Medical imaging devices like MRI, CT, and X-ray machines especially are significant capital investments. Ensuring proper utilization of these systems is vital to maximize spend on these systems. With Asimily’s real-time device network monitoring, facilities can better understand equipment usage trends and use that information to improve operational efficiency. Asimily’s capabilities empower customers to:
- Identify underutilized devices to increase utilization by 25% or more through optimized scheduling
- Track study and image counts to inform maintenance/replacement planning, potentially extending equipment lifespan
- Reduce re-setup times using metrics on examined body parts (e.g. head vs. feet for imaging)
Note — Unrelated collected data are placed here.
PR #223, opened 2020-04-07
Fixed a typo, minor cleanup of utility method

Michael1993:
---

### DIFF
--- a/src/test/java/org/junitpioneer/jupiter/TestUtils.java
+++ b/src/test/java/org/junitpioneer/jupiter/TestUtils.java
@@ -17,6 +17,7 @@ import java.util.List;
 import java.util.Map;
 import java.util.Optional;
 
+import org.junit.platform.engine.reporting.ReportEntry;
 import org.junit.platform.engine.test.event.ExecutionEvent;
 import org.junit.platform.engine.test.event.ExecutionEventRecorder;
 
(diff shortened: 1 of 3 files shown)


src/test/java/org/junitpioneer/jupiter/TestUtils.java
```diff
@@ -25,11 +26,10 @@
 	static List<Map<String, String>> reportEntries(ExecutionEventRecorder recorder) {
 		return recorder
 				.eventStream()
-				.filter(event -> event.getType().equals(ExecutionEvent.Type.REPORTING_ENTRY_PUBLISHED))
```
Michael1993, line 28: This line was deleted because it's not needed - the get payload ensures that we get ReportEntry or empty and we filter out empties. Another option is to remove the Optional::isPresent but that's a 'code smell', I think.

Bukama: But do we still get the correct ReportEntries (wondering about the `REPORTING_ENTRY_PUBLISHED`)?

Michael1993: Yes, because the only events in the recorder that have a ReportEntry.class type payload are the report entry events.

Michael1993: There is only the `REPORTING_ENTRY_PUBLISHED` type in `ExecutionEvent.Type` that's related to report entries, so the filtering does nothing, I believe.

PR #240, opened 2020-04-24
Fix enviornmentvariablesextension documentation

### LINKED ISSUE #237: EnvironmentVariable annotations/extension documentation problems
@nicolaiparlog  I noticed during watching a past recording of your stream that during the work on #174 the warnings went into the wrong file.

https://github.com/junit-pioneer/junit-pioneer/blob/master/src/main/java/org/junitpioneer/jupiter/ClearSystemProperty.java#L33

Should be in https://github.com/junit-pioneer/junit-pioneer/blob/master/src/main/java/org/junitpioneer/jupiter/ClearEnvironmentVariable.java

Same for 
https://github.com/junit-pioneer/junit-pioneer/blob/master/src/main/java/org/junitpioneer/jupiter/SetSystemProperty.java#L34

Should be in https://github.com/junit-pioneer/junit-pioneer/blob/master/src/main/java/org/junitpioneer/jupiter/SetEnvironmentVariable.java

Check also the `@since` from SystemProperty Extensions

Also https://github.com/junit-pioneer/junit-pioneer/blob/master/build.gradle.kts#L106 should reference the EnvironmentVariableExtension instead of the SystemPropertyExtension

https://github.com/junit-pioneer/junit-pioneer/blob/master/docs/enviroment-variables.adoc
`class MySystemPropertyTest {` should proably also be changed to `class MyEnvironmentVariableTest {`

Hancho2009:
fixes #237
---

### DIFF
--- a/build.gradle.kts
+++ b/build.gradle.kts
@@ -104,7 +104,7 @@ tasks {
             includeTestsMatching("*Tests")
         }
         systemProperty("java.util.logging.manager", "org.apache.logging.log4j.jul.LogManager")
-        // `SystemPropertyExtension` uses reflection to change environment variables;
+        // `EnvironmentVariableExtension` uses reflection to change environment variables;
         // this prevents the corresponding warning (and keeps working on Java 8)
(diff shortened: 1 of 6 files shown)


nicolaiparlog:
Thanks for spotting and resolving this! :+1:

PR #242, opened 2020-04-25
Environmentvariableextension securitymanager tests

### LINKED ISSUE #241: No EnvironmentVariableUtils Tests if a SecurityManager is set
There are not tests for `org.junitpioneer.jupiter.EnvironmentVariableUtils` when a SecurityManager is set.

Hancho2009:
resolves #241
---


Bukama:
For documentation:

> Task :test FAILED
2020-04-25 14:51:44,487 pool-1-thread-1 ERROR Unable to unregister MBeans java.security.AccessControlException: access denied ("javax.management.MBeanServerPermission" "createMBeanServer")

src/test/java/org/junitpioneer/jupiter/EnvironmentVariableUtilsTests.java
```diff
@@ -0,0 +1,59 @@
...
+			assertThat(System.getenv("TEST")).isEqualTo("TEST");
+		});
+	}
+
+	/*
+	 * This needs to be done during the execution of the test method and cannot be moved to setup/tear down
+	 * because junit uses reflection and the default SecurityManager prevents that.
+	 */
+	private void executeWithSecurityManager(Runnable runnable) {
+		Policy.getPolicy().refresh();
```
Hancho2009, line 48: Does something like that needs to be called after the SystemProperty java.security.policy is reverted after the test?

Hancho2009:
I am very inexperienced with the SecurityManager. If someone has better ideas how to handle this please share it with me.
I do not really like the *.policy files and how I can only give a certain code bases permission but what I really want is to remove certain (or all) permissions from the code base I am testing and not effect the others like gradle and junit.
I thought about implementing a SecurityManager for that but it seems a little to much for this small case. it would be cool if there where an junit extension to control policy permissions without files in the contex of a test i.e. the @SetSystemProperty annotation.

aepfli:
sidenote: i think this security thingy quiet interesting, and i am curious, beside this usecase with the policy - do you/we think that this might be a possible junit extension? we could generate a ticket out of that, and evaluate options, but it looks like something which could be useful. just an idea i came up while reading through this

Hancho2009:
> sidenote: i think this security thingy quiet interesting, and i am curious, beside this usecase with the policy - do you/we think that this might be a possible junit extension? we could generate a ticket out of that, and evaluate options, but it looks like something which could be useful. just an idea i came up while reading through this

In general I could imagine such an extension but as I stated above I do not have much experience with the SecurityManager so I hope someone with more of a grasp on the topic can give some input. I think it would be good to create a ticket/issues for that to have a place for discussions if this PR will go away.

aepfli:
> To be honest I don't know anything about this topic and I don't know if I find time to read into it. So I ask @aepfli and @nicolaiparlog for their review.

haha me neither - i will try to check today

src/test/java/org/junitpioneer/jupiter/EnvironmentVariableUtilsTests.java
```diff
@@ -0,0 +1,59 @@
...
+		SecurityManager securityManager = System.getSecurityManager();
```
Michael1993, line 49: I'd have named this variable `original`. Everywhere it is used it is clear that it's a `SecurityManager`, so naming it `securityManager` is redundant - however `System.setSecurityManager(original)` clearly communicates that we reset (and not modify) the `SecurityManager`.
This is just a sidenote, don't feel the need to modify the PR just for this.

Bukama: > I'd have named this variable `original`. Everywhere it is used it is clear that it's a `SecurityManager`, so naming it `securityManager` is redundant - however `System.setSecurityManager(original)` clearly communicates that we reset (and not modify) the `SecurityManager`.
> This is just a sidenote, don't feel the need to modify the PR just for this.

I would *not* rename the variable! It only seems redundant because of Java 8. With 10+, using var at this section it would not be clear what a variable with the name `original` holds.

Michael1993: I mean, even with `var` it would look like this:
```
var original = System.getSecurityManager();
// ... other code ...
System.setSecurityManager(original);
```
Seems clear to me?

src/test/java/org/junitpioneer/jupiter/EnvironmentVariableUtilsTests.java
Michael1993: According to the [official Oracle Java SE documentation](https://docs.oracle.com/javase/8/docs/api/index.html?java/security/Policy.html)
> The `refresh` method causes the policy object to refresh/reload its data. This operation is implementation-dependent. For example, if the policy object stores its data in configuration files, calling `refresh` will cause it to re-read the configuration policy files. If a refresh operation is not supported, this method does nothing. Note that refreshed policy may not have an effect on classes in a particular ProtectionDomain. This is dependent on the Policy provider's implementation of the `implies` method and its PermissionCollection caching strategy.

Michael1993: If you want to test if resetting the policy works as expected, you should probably add a new test for that and add `@Order` to your suite. [Here is a blog post from Baeldung on that topic]()https://www.baeldung.com/junit-5-test-order.

nicolaiparlog:
Finally took some time to look at this, @Hancho2009. Sorry for letting it sit for nigh three months. Looks good to me! :smiley: 

Proposed commit message:

```
Add tests with enabled SecurityManager to env extension (#241 / #242)

The documentation mentions that without proper permissions an enabled
security manager will not give access to the internals we need to
change environment variables. These tests confirm that.

Closes: #241
PR: #242
```

Hancho2009:
@nicolaiparlog no problem

PR #244, opened 2020-04-26
Fix sonarqube violations (#217)

Bukama:
This PR replaces the two `peek()` calls with `map` as suggested by @Michael1993 in #217. Sonar cries about using `peek()` as it should be used for debugging only. 

This lefts us with only one violation (`Mind to remove this deprecated class in the future` for the vintage `@Test` annotation which has to be excluded in sonar in my opinion.

So I call this the last PR for the issue.

closes: #217

---


Bukama:
> [20:34] nipafx: Re peek, I understand Sonar's comment that "it should be used with caution" and that's what's happening here - caution was applied. :wink: It is perfectly ok in these cases and replacing it with map doesn't really change anything.
> [20:35] nipafx: We either need to deactivate that rule in general or add a comment that tells Sonar to shut up about it here.

So i close this PR

PR #245, opened 2020-04-28
Create assertions for Pioneer (#232)

### LINKED ISSUE #232: Provide pioneer own AssertJ assertions
When checking `ExcecutionResults` inside a test class for `Throwable`s you have to go through the results and filter them. While doing this, already assertions are made that there are such results. Furthermore to avoid repeated codes some assertions were moved into a method inside the test class and were so hided when only looking at the acutal test case.

We also have some private `assertThat...` methods in some extension test classes which can be used in other tests so. Moreover there are no good `assertThat(results)` methods in the default _AssertJ_ API. So in stream the idea came up to provide some own _AssertJ_ assertion methods, to do something like the following.

```
//   TODO: assertThat(results).hasSingleTestFailedWith(ExtensionConfigurationException.class);
//   TODON'T: result.hasThrowable().isInstanceOf().hasMessage()?
     results.assertTestFailedWithExtensionConfigurationException();
```

Another one: 
```
PioneerAnnotationUtilsTests:

		private void assertFailedTestHasMessage(ExecutionResults results, String... messages) {
			assertThat(results.numberOfFailedTests()).isEqualTo(1);
			assertThat(results.firstFailuresThrowableMessage()).isEqualTo(String.join(",", messages));
		}
```

Examples can be seen at this [tutorial](https://joel-costigliola.github.io/assertj/assertj-core-custom-assertions.html#custom-assertion-class)

Michael1993:
Created assertions for Pioneers `ExecutionResults` class with a (hopefully) intuitive fluent API.

Closes #232 

---


nicolaiparlog:
I really like what the refactored tests look like, this was exactly what I was hoping for: very clean and in the domain-specific language.

Some ideas on the implementation:

* since you have several classes, let's create a new package `org.junitpioneer.testkit.assert` and put'em there as their own top-level classes
* I like the fluent API with several interfaces and think it would be more clear cut if _all_ methods that belong to the API came from an interface
* then `PioneerAssertions::assertThat` can return an interface - more strictly, none of the methods should ever return a concrete class

You're definitely on the right path, so keep going. :+1:

src/test/java/org/junitpioneer/testkit/PioneerAssertContainer.java
```diff
@@ -0,0 +1,134 @@
...
+
+			List<Map<String, String>> reportEntries = actual.reportEntries();
+			Assertions.assertThat(reportEntries).hasSize(1);
+			Map<String, String> reportEntry = reportEntries.get(0);
+			Assertions.assertThat(reportEntry).hasSize(1);
+
+			return this;
+		}
+
+		public FailureAssert hasSingleFailedTest() {
```
aepfli, line 46: i might suggest to have one basic method like `hasNumberOfFailedTests(int number)` and than just use that within this method. as i think this assert might be usable for other cases in the future too.

src/test/java/org/junitpioneer/testkit/PioneerAssertContainer.java
```diff
@@ -0,0 +1,134 @@
...
+					.failed()
+					.stream()
+					.findFirst()
+					.flatMap(first -> first.getPayload(TestExecutionResult.class))
+					.flatMap(TestExecutionResult::getThrowable);
+
+		}
+
+		@Override
+		public ExceptionAssert andHasException(Class<? extends Throwable> exceptionType) {
```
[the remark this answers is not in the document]
Michael1993: My reasoning behind `andHasException` is that you can only get there if you already called a method that returns with the `FailureAssert` interface.

So it always looks like this:
```
assertThat(results).hasXY(...).andHasException();
```
In a purely grammatical context the `and` makes sense(?).

src/test/java/org/junitpioneer/testkit/PioneerAssertContainer.java
Bukama: I would like to keep the single methods and offer additional methods where you can pass the number, because we have plenty of tests where we expect exactly one. So why force the writer to pass magic numbers and make it less readable in those cases? Don't get me wrong. We need the basic methods for dynamic parameters, but this PR shows that the single ones makes sense too.

src/test/java/org/junitpioneer/testkit/PioneerAssertContainer.java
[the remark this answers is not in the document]
Bukama: To put an example to the discussion:

`assertThat(results).hasSingleFailedTest().andHasException().withMessageContaining("ne...")`

My first thought about naming was: We always compare `results` which is plural, so I asked myself if the methods should align with plural too. But I don't think so, because the default _AssertJ_ lib claims only a single result, independent if its a single value or a list or whatever. So we should go for singular method names too.

What I really like at @Michael1993 names is that he always has something in mind when choosing the names. Was the same at the publish condition of the `@ReportEntry` extension. And I can totally understand his thoughts here to. On the other hand I can see @aepfli point to align with the default _AssertJ_ which uses `withException" and I could imagine that this helps others people to use the API. While I see the use of `and` from grammatical context, I don't think we need it as there is always the `.` of the fluent API which says exactly this.

src/test/java/org/junitpioneer/testkit/PioneerAssertContainer.java
aepfli: i never said to skip that method, i said we should extract its functionality into an generic one, which we use within this method

Michael1993:
I was under the impression that this is test code and does not get bundled in JUnit Pioneer - so it is for internal use only. I agree that adding Javadoc is needed but why add examples to something users can not access?

src/test/java/org/junitpioneer/testkit/assertion/ExceptionAssert.java
```diff
@@ -0,0 +1,22 @@
...
+ *
+ * http://www.eclipse.org/legal/epl-v20.html
+ */
+
+package org.junitpioneer.testkit.assertion;
+
+/**
+ * Used to assert exceptions thrown by failed tests/containers.
+ */
+public interface ExceptionAssert {
```
aepfli, line 16: could we actually use https://github.com/joel-costigliola/assertj-core/blob/master/src/main/java/org/assertj/core/api/AbstractThrowableAssert.java instead of that assert - it does have already a lot of functionality and we would stick to the default

Michael1993: We *could* use it but it would look kind of broken:
```
assertThat(results)
    .hasSingleTest()
    .thatFailed()
    .withException()
    .hasMessageContainingAll(/* ... */);
```
Then again, this interface does not really do anything besides adding the word `that` in front of the methods in `AbstractThrowableAssert`

aepfli: but it would also provide additional methods, like message containing with varargs, etc.

Bukama:
> I was under the impression that this is test code and does not get bundled in JUnit Pioneer - so it is for internal use only. I agree that adding Javadoc is needed but why add examples to something users can not access?

For contributors. Or as @nicolaiparlog would say: `You. Me. And JUnit Pioneer". I like when tools are documented, so everybody knows about them and knows how to use them.

src/test/java/org/junitpioneer/testkit/assertion/ExceptionAssert.java
Michael1993: No need to reinvent the wheel, you are right.

Bukama:
I think we can turn this into a real PR, can we @Michael1993 ?

Bukama:
Thank you for turning it into a PR. Even that @aepfli and I had already approved I leave the PR open and assign it to @nicolaiparlog , because I'm nearly 100% sure that the wants to merge it on stream. We already had a look on this PR on stream and it's quite a real "core feature" of Pioneer, so perfect for stream.

So please don't be sad that you most probably won't get any update until then (I expect the next Pioneer stream to be in early June)

nicolaiparlog:
This is really cool and I love how far you've taken the simplistic "let's have AssertJ-esque assertions"-idea. I'm really looking forward to start using these assertions. :+1: 

That said, we agreed (on stream) that the `ExecutionResultAssert::hasNumberOfTests`/etc methods are a bit confusing. They appear to be asserting the number of tests, but they aren't. The problem described in `TestAssert` has the same underlying reason:

```
 * There is an inherent problem with the naming of the `thatStarted()` method that you should be aware of:
 * Imagine the following scenario: You have 4 tests, 3 should fail, one should succeed.
 * The logical way to test that would be to write
 * <p>
 *     assertThat(results).hasNumberOfTests(3).thatStarted().thenFailed();
 *     assertThat(results).hasSingleTest().thatStarted().thenSucceeded();
 * </p>
 * Looks good, does not work: it fails on the first line because there were actually 4 tests that started.
```

The only solution we found so far is to "flatten" the API and provide detailed assertion methods directly on `ExecutionResultAssert` or `TestAssert`. The latter would look as follows:

```
interface ExecutionResultAssert {
	
	TestAssert tests();

	// same for container (and report entries?)
	
}

interface TestAssert {
	
	TestAssert hasTests(int ex);
	
	TestAssert hasSuccessfulTests(int ex);
	
	FailedTestAssert hasFailedTests(int ex);
	
}

interface FailedTestAssert extends TestAssert  {

	AbstractThrowableAssert<?, ? extends Throwable> withException(Class<? extends Throwable> exceptionType);

	AbstractThrowableAssert<?, ? extends Throwable> withException();
	
}
```

This would bloat `TestAssert` by making all combinations of state/cardinality explicit methods. Yet, it seems to be the best solution.

nicolaiparlog:
Also, interface implementations should probably all be package-visible and I'm not convinced about `EntryPoint`. :monocle_face:

Bukama:
Please merge the current master into the branch, to remove the Gradle issues mentioned in #290 - thank you!

nicolaiparlog:
Looks good to me. Proposed commit message:

```
Create assertions for Pioneer (#232 / #245)

In 0b79db8 (#6 / #218), we moved all assertion-like methods onto the
`ExecutionResults` class even though that wasn't a good fit. The
intention was to collect all such methods to then more easily replace
them with proper AssertJ-like assertions that we needed to write
ourselves.

This change implements these methods. The API is pretty good already,
but we expect that after using it for a while the experience with it
as well as new use cases may lead to further changes.

Closes: #232
PR: #245
```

- Compare utilization across facilities to pinpoint and remedy inefficient use of under-leveraged devices
- Understand usage patterns and physician ordering habits to refine hours of operation and scheduling
Further, high-volume fleet medical devices like infusion pumps, patient monitoring systems, and ECG machines present their own unique challenges. Consistent high usage patterns in these areas can help inform decisions around purchasing or renting additional devices. Asimily’s usage-based tracking data can ensure customers have the right information at the right time to make these decisions leading to cost savings and cost avoidance opportunities.
Equipment utilization data can support the identification of efficient maintenance windows without obstructing clinical workflows. Data-driven insights into actual machine usage could facilitate more optimized servicing that’s aligned with operational realities. Resources may be focused on needs demonstrated by empirical metrics for maximized uptime at lower cost.
By monitoring usage throughout the day or through a specific time period, HTM personnel can see when devices have low utilization, enabling hospitals to perform maintenance when least disruptive. This ensures an evidence-based approach to developing a maintenance strategy where there is minimal disruption to patient care delivery.
HTM teams acting as a cost center need a more efficient and meaningful solution to become a more strategic partner to finance and clinical teams. The way to do that is with effective device utilization information to manage operational, financial, and cyber risks, which cannot be achieved with traditional security or location tracking systems. A solution like Asimily that tracks device location on the network and utilization – both passively without impacting functionality or clinical workflow is much needed. Asimily empowers HTM teams and their hospital operations to make better capital spending decisions, better cost savings and avoidance opportunities, craft evidence-based preventative maintenance schedules and ultimately deliver the most efficient patient care at the lowest possible cost.